- Born: 6 April 1776
- Died: 1 May 1848 (aged 72)

= Alphonse Giroux =

French art restorer and ébéniste

François-Simon-Alphonse Giroux (6 April 1776 – 1 May 1848) was a French art restorer and ébéniste.

==Life and work==
He studied painting under Jacques-Louis David, and founded an art restoration business near the end of the 18th century. He was the official restorer of Notre Dame Cathedral, and collected and exhibited art by Louis Daguerre, Charles Marie Bouton, Charles Arrowsmith, Charles Renoux, and others. As well as restoring art, his business made and sold furniture in various styles for the French royal family and others.

In June 1833 Alph. Giroux & Cie. introduced the Phénakisticope in France, as one of the first companies to publish the animation device after it was more or less simultaneously invented in Belgium and Austria. The company's name for the device would end up to be the most commonly used one, soon adapted as 'phenakistiscope' in England (and later misspelled as 'phenakistoscope').

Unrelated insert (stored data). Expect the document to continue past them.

PR #103, opened 2020-12-14
ZEN-469: undefined categories

mpcarolin:
**Ticket**: [ZEN-469](https://jira.simpleviewtools.com/browse/ZEN-469)

## Context

* There is a bug in the tap: whenever a prop change occurred that omitted a previously-included category, that change would be ignored by the tap.
  * example: changing the props from: 
```js
{
   attendees: [ ... ],
   sessions: [ ... ]
}
```
to 
```js
{
   attendees: [ ... ],
}
```
would result in the old sessions remaining in the items store.

## Goal

* Fix the bug

## Updates

  * the bug mainly originates from here. The code was looping over the `props` to dispatch updates. But if a category key was removed entirely, then that loop would not know to update that category. I updated it to instead loop over the expected categories, looking for them in the props.
* `src/actions/session/setAgendaSessions.js`
  * just updated to use `validate` for useful error logging
* `src/components/dates/updateDayButton.js` and `src/components/sessions.js` and `src/hooks/models/useAgenda.js`
  * fixed another bug that let the user increment the current day infinitely if the agenda days list was empty
* `src/constants/values.js`
  * split up categories into two objects: internal and evf (props) categories. This way, we can loop over just the evf categories that we expect in `mapSessionsInterface`. The `categories` key still exists and just merges these two object together.
* `src/mocks/eventsforce/bookingStates/*`
  * ensured all the categories had default values present
  * added booking testing states

## Testing

* `keg evf pack run package=docker.pkg.github.com/simpleviewinc/keg-packages/tap:zen-469-undefined-categories`
* Navigate to http://evf-zen-469-undefined-categories.local.kegdev.xyz/
* Switch to the testing state `noData - noSessions` using the dropdown 
  * or just delete the `sessions` key and value from the test data editor (make sure you delete the entire entry)
* Hit `Apply Changes`
* Verify that the sessions disappear, but that the app continues to behave normally
  * console errors are expected -- we deleted an expected prop, so warnings should still be logged
* Test deleting any category you want, verifying that the items state updates accordingly


daniel112 (approved):
testing looks good.
there were a few state that retained some of the values after clearing all the data (modals, attendeesByTicket, restrictedAttendeeIds)
but after discussing it with @mpcarolin . this is a non issue as those states can't be utilized if certain props are empty

lancetipton (approved):
Looks good, and works as expected. 
Thanks

PR #5706, opened 2015-07-15
Blind-CoW

psmarshall:

This diff will copy every array and string when performing a CoW check, regardless of any refcount or 1-bit refcount. This slows things down massively.


fredemmott:

PR #5707, opened 2015-07-15
Remove return type annotation from odbc_prepare

jazzdan:
According to [php.net](http://php.net/manual/en/function.odbc-prepare.php) `odbc_prepare()` returns false on failure:

```
Returns an ODBC result identifier if the SQL command was prepared successfully. Returns FALSE on error.
```

Remove the type annotation to reflect this.


jazzdan:
Closing pull request, see phabricator for details.

PR #5708, opened 2015-07-15
gmp_cmp returns ints

jazzdan:
According to [php.net](http://php.net/manual/en/function.gmp-cmp.php), `gmp_cmp()` returns int. This example enumerates all the possible return types:

```
$cmp1 = gmp_cmp("1234.5", "1000.3"); // greater than
$cmp2 = gmp_cmp("1000", "1234"); // less than
$cmp3 = gmp_cmp("1234", "1234"); // equal to

var_dump($cmp1); // int(1)
var_dump($cmp2); // int(0)
var_dump($cmp3); // int(-1)
```


WizKid:
It can return false: http://3v4l.org/lvD60

jazzdan:
Good catch @WizKid, looks like the type annotation on this should also be removed then.

PR #5718, opened 2015-07-16
Don't globally require MySQL

Orvid:
Now that it's possible to easily disable extensions, and the only place in the core of HHVM that relied upon MySQL is moved into the MySQL extension where it belongs, MySQL is no longer needed to compile HHVM itself. The async and normal MySQL extensions handle adding the includes and linking themselves.


Orvid:
Moved internally to D2901049.

PR #5723, opened 2015-07-16
Remove the global LibIConv requirement

Orvid:
LibIConv is currently required globally, but only `ext_iconv` and `ext_gd` use it. `ext_iconv` needed no changes, as it already uses the new extension mechanism, but `ext_gd` doesn't. Because of this, the iconv requirement was inlined in `ext_gd`.
This also implements LibIConv in the extension config mechansim.


fredemmott:
Closing as failures haven't been addressed for long time.

PR #5728, opened 2015-07-17
Remove the global check for libpam

Orvid:
The PAM headers are not used anywhere in HHVM or any of it's dependencies as far as I can tell, and no indication is even made that we have libpam in the first place.
This also removes the FindLibpam.cmake file, as it's not needed if we aren't doing this check.


wjywbs:
I think this broke mac build with homebrew libraries:

```
Undefined symbols for architecture x86_64:
  "_pam_acct_mgmt", referenced from:
      _Checkpw in libc-client.a(osdep.o)
  "_pam_authenticate", referenced from:
      _Checkpw in libc-client.a(osdep.o)
  "_pam_end", referenced from:
      _Checkpw in libc-client.a(osdep.o)
      _checkpw_cleanup in libc-client.a(osdep.o)
  "_pam_set_item", referenced from:
      _Checkpw in libc-client.a(osdep.o)
  "_pam_setcred", referenced from:
      _Checkpw in libc-client.a(osdep.o)
      _checkpw_cleanup in libc-client.a(osdep.o)
  "_pam_start", referenced from:
      _Checkpw in libc-client.a(osdep.o)
ld: symbol(s) not found for architecture x86_64
```

Orvid:
Alright, then I'll submit a PR to revert this once I finish submitting my Folly PRs (there are a lot of them; 30 so far, and I still have a ways to go), and ensure that the check is only done on OSX, because I assume it's a dependency of OSX's libc?

PR #5730, opened 2015-07-17
Adjust the tracing behavior under MSVC

Orvid:
The current code tries to define it in such a way as to allow both debug and release objects to be linked in. MSVC can't handle this, and ends up producing errors about multiply defined symbols at link time.


Orvid:
Duplicate of #5767. Not sure how I managed this, but I did.

PR #5736, opened 2015-07-17
Don't expose HHVM by default

### LINKED ISSUE #5691: Remove HHVM Version from headers by default
Currently, content served by HHVM has `X-Powered-By` header by default which not only exposes that it is being served by HHVM but also exposes its version. Of course you can disable this via `expose_php = off` directive. But why show version by default when it can be used to exploit version specific security vulnerabilities. Is there any benefit of this?

Orvid:
As-per [issue #5691](https://github.com/facebook/hhvm/issues/5691), this sets `expose_php` to `false` by default.
Fixes #5691


fredemmott:
Will comment on issue.

PR #5737, opened 2015-07-17
Remove the global FastLZ requirement

Orvid:
The only thing that uses fastlz currently is `ext_memcached`, if we already aren't building that, we don't need it.

This one is a bit more fun than the rest, because fastlz currently falls back to a bundled version if the system doesn't have it.

This also adds the ability to force the use of the bundled version via `HHVM_USE_BUNDLED_FASTLZ`. This ability will not however work until the way the 3rd party repo handles it is also adjusted.

Now, obviously I can't tell CMake to link fastlz against itself, so I use a generator expression to enable the library in the link string only if the target is not named "fastlz". This works fine, however, some versions of CMake complain that I'm still trying to make fastlz dependent upon itself. To get CMake to be quiet about this, we set policy CMP0038 to the OLD behavior, which is to simply ignore that dependency. (the NEW behavior is to error)

For this to work fully, changes to the third-party repo will also be needed (enable fastlz only if `HHVM_USE_BUNDLED_FASTLZ` is both defined and `true`, rather than checking if `FASTLZ_INCLUDE_DIR` is valid), but it still works without any changes to it.

### DIFF
--- a/CMake/HHVMExtensionConfig.cmake
+++ b/CMake/HHVMExtensionConfig.cmake
@@ -694,7 +694,9 @@ function (HHVM_EXTENSION_INTERNAL_HANDLE_LIBRARY_DEPENDENCY extensionID dependen
         # to figure that out, and complains about it. The OLD behavior here tells cmake
         # to simply not emit the dependency for itself. (which doesn't really exist to
         # begin with)
-        cmake_policy(SET CMP0038 OLD)
+        if(POLICY CMP0038)
+          cmake_policy(SET CMP0038 OLD)
+        endif()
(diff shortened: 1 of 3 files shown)


Orvid:
Actually, due to me failing to notice that the extensions were still being configured in `hphp/runtime/ext`, rather than before everything else in the version of my optional extensions PR that got merged, this will not in-fact work in an acceptable manner until that change occurs. I'll be creating a PR for that momentarily.

Orvid:
This won't work in versions of CMake < 3.0, and was too hacky to begin with.

PR #5739, opened 2015-07-18
Make extension configuration occur before anything else

Orvid:
This is needed for two reasons.

The first is that, with the way it is now, the `ENABLE_EXTENSION_*` defines are only valid in the `hphp/runtime/ext` directory, or, in the case of the IDL defines, where the `IDL_DEFINES` variable was used. This means that it's currently impossible for me to disable the `ext_process` extension, as is required on windows (php disables it on windows as well), as it requires disabling a hook used in the runtime. By moving the configuration up, it makes it a simple matter of surrounding the effected lines of code with `#ifdef ENABLE_EXTENSION_PROCESS`.

The second reason, is that, by doing this early, we have the ability to ignore the bundled versions of libraries that we don't need for the core of HHVM, [FastLZ #5737](http://github.com/facebook/hhvm/pull/5737) for instance.


Orvid:
This was reverted in baced5a. Not sure what was causing the errors described, as this shouldn't be forcing the values anywhere.

JoelMarcey:
I think it is more of an ordering problem on when things get Set and Included. For example, `INCLUDE(HHVMExtensionConfig)` caused us to have to add something somewhere else and the rabbit hole began. We had to unblock the build though. So reverting was our best option at this point.

PR #5742, opened 2015-07-19
Port the hash assembly code to MSVC

Orvid:
Well, MASM.
This ports the asm versions of the crc hash functions to MSVC.
This shouldn't break anything even if the ASM_MASM language hasn't been enabled, which is why it's in a separate PR.


Orvid:
Closed pending rewrite.

Issue #5748, opened 2015-07-19
stream_await() and related constants not in HHI


fredemmott:

SiebelsTim:
Resolved in 73dfc36

SiebelsTim:
@fredemmott You're oncall, right? Close this :P

fredemmott:
That commit didn't actually go into master and doesn't show up in a clone :/ Actually fixed by https://github.com/facebook/hhvm/commit/cbc3e821fe07b10aee2e9d8751bcbf86f507fdb4

PR #5751, opened 2015-07-19
Fix issue #5748 stream_await and related constants not in HHI

Orvid:
This adds the constants, and the stream_await function declaration.
This also adds the `STREAM_URL_STAT_LINK` and `STREAM_URL_STAT_QUIET` constants, which were also missing.


fredemmott:
Waiting for changes, will re-open when updated (https://github.com/facebook/hhvm/wiki/Human-Timeouts)

Orvid:
I'll let someone else handle this, it should be easy, I just have to many other PRs to manage.

Issue #185, opened 2026-05-06
Virtual columns (bit operations and linear combinations)


albert-garreta:

latifkasuli:
Hi, I’m interested in working on this since it blocks #91.

I read the relevant parts of the Zinc+ paper: Lemma 2.3, Remark 2.8, Remark 8.16, and the implementation notes in Section 9. My understanding is that this issue should add first-class UAIR support for virtual columns that are not committed directly, but whose MLE evaluations can be derived from committed/public columns.

Concretely, I think the useful initial scope is:

1. Extend `UairSignature` with virtual column specs for:
   - entry-wise bit-polynomial linear maps such as `ROTR`, `SHR`, possibly `SHL`;
   - affine/linear combinations of existing columns, including shifted columns.

2. Make the prover materialize these virtual evaluations where the constraint system needs them.

3. Make the verifier derive/check the same evaluations from the underlying committed/public column openings, so tampering with either the source or derived value is rejected.

4. Add tests around the SHA-relevant cases:
   - `SHR3(W)` and `SHR10(W)` from Remark 8.16;
   - linear-combination virtual columns for Ch/Maj-style booleanity checks.

Is that the intended scope for #185, or should bit-op virtual columns and affine-combination virtual columns be split into separate PRs?

albert-garreta:
Hi Latif!

Thank you for your interest! What you propose sounds good, we'll be happy if you help us out here. Feel free to split the scope into two parts :)

frozenspider:
@latifkasuli, please try to break your work onto small atomic PRs. Huge PRs are very hard to evaluate and review.

latifkasuli:
Thanks, agreed. I trimmed #191 down to a small foundation PR: UAIR metadata for bit-op virtual columns plus the reusable dense-polynomial `rot_c` / `shift_r_c` primitives.

The larger protocol implementation is preserved on a separate branch, but I will send it as follow-up PRs instead of keeping it all in #191. The next PR will handle the prover/verifier protocol plumbing and its e2e/tamper tests together.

Giroux is also known for constructing the daguerreotype cameras designed by Daguerre, the first commercially manufactured photographic camera in the world.
A mass-produced daugerrotype camera cabinet manufactured by Giroux, who was the brother-in-law of Louis Daguerre, was exhibited at the 1839 Exposition des produits de l'industrie française in Paris. It did not win an award, although Giroux did gain a silver medal for a jewelry box.

The painter André Giroux was one of his sons.